* Required action
Given the records below, would you repeat exactly the lines that begin at the one containing "This patch adds" and end at the one containing "react_document_urlpatterns as wiki_react_urlpatterns", inclusive?
• • • • • • •
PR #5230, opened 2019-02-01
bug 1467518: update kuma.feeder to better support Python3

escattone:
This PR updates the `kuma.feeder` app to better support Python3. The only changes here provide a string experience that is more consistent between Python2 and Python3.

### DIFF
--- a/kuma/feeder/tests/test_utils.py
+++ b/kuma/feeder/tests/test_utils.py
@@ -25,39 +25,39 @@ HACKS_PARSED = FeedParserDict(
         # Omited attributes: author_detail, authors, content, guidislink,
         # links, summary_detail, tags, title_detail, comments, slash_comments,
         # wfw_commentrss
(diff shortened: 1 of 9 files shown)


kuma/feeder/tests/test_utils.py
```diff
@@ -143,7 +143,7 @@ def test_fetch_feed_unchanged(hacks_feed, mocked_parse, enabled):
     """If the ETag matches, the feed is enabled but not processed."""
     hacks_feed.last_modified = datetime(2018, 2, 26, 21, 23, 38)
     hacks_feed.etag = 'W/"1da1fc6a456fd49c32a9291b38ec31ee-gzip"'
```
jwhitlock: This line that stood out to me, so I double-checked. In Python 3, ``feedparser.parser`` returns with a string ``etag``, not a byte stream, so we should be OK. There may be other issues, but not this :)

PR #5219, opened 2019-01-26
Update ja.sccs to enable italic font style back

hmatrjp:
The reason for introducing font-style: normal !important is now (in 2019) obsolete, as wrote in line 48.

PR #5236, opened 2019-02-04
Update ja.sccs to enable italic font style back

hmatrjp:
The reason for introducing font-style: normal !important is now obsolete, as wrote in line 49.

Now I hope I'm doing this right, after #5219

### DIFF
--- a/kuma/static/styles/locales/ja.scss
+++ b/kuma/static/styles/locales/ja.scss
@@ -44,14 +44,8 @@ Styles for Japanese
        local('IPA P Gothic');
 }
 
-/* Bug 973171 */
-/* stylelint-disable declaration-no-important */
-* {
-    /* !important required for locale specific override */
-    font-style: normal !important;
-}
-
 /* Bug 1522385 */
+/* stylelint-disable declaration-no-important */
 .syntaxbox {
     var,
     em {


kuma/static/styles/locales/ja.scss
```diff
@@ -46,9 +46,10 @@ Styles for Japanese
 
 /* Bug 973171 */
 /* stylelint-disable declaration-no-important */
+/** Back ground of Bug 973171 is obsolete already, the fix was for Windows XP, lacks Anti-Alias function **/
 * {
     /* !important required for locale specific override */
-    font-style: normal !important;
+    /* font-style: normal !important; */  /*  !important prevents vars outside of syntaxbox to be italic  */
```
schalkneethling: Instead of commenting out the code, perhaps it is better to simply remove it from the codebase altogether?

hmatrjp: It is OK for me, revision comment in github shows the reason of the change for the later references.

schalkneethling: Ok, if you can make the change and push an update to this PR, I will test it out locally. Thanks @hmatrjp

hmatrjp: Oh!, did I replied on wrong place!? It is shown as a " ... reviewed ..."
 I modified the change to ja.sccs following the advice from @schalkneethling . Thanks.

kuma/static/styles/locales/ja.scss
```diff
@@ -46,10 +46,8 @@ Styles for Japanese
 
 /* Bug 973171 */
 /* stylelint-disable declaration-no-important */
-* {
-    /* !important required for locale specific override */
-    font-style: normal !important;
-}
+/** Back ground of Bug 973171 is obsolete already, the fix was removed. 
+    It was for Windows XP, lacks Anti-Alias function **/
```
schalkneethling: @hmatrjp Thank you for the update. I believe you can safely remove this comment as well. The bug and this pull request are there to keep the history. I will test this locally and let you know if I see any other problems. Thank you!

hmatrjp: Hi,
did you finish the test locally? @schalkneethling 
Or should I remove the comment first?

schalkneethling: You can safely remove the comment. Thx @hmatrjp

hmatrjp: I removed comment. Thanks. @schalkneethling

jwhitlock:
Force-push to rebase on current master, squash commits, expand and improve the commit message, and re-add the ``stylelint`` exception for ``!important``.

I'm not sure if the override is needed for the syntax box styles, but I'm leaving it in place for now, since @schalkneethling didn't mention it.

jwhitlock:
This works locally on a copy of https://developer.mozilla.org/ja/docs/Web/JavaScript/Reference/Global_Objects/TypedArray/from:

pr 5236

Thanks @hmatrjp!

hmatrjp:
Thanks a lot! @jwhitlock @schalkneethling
• • • • • • •
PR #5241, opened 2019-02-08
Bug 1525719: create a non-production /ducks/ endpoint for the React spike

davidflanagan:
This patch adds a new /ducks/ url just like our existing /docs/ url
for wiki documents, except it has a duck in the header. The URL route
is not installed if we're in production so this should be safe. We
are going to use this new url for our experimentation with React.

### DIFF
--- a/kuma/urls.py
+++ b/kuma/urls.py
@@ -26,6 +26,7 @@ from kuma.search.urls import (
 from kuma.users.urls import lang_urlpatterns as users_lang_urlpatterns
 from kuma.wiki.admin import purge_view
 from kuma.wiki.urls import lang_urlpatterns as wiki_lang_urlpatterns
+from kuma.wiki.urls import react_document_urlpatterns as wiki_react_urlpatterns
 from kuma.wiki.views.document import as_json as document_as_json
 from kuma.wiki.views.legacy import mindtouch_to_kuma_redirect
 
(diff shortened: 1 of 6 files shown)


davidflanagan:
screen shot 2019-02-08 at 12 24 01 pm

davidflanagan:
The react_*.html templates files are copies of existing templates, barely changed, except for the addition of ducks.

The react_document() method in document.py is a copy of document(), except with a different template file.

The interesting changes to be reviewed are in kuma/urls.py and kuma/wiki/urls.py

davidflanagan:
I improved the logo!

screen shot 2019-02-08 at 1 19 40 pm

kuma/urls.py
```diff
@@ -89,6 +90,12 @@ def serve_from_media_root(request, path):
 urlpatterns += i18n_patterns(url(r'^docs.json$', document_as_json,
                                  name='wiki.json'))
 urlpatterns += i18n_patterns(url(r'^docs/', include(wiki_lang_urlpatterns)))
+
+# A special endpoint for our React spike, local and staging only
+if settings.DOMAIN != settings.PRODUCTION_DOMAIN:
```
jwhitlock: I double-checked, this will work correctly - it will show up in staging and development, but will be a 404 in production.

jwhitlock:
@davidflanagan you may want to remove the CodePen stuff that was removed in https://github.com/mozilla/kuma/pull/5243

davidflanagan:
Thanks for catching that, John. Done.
• • • • • • •
* Your solution
This patch adds a new /ducks/ url just like our existing /docs/ url
for wiki documents, except it has a duck in the header. The URL route
is not installed if we're in production so this should be safe. We
are going to use this new url for our experimentation with React.

### DIFF
--- a/kuma/urls.py
+++ b/kuma/urls.py
@@ -26,6 +26,7 @@ from kuma.search.urls import (
 from kuma.users.urls import lang_urlpatterns as users_lang_urlpatterns
 from kuma.wiki.admin import purge_view
 from kuma.wiki.urls import lang_urlpatterns as wiki_lang_urlpatterns
+from kuma.wiki.urls import react_document_urlpatterns as wiki_react_urlpatterns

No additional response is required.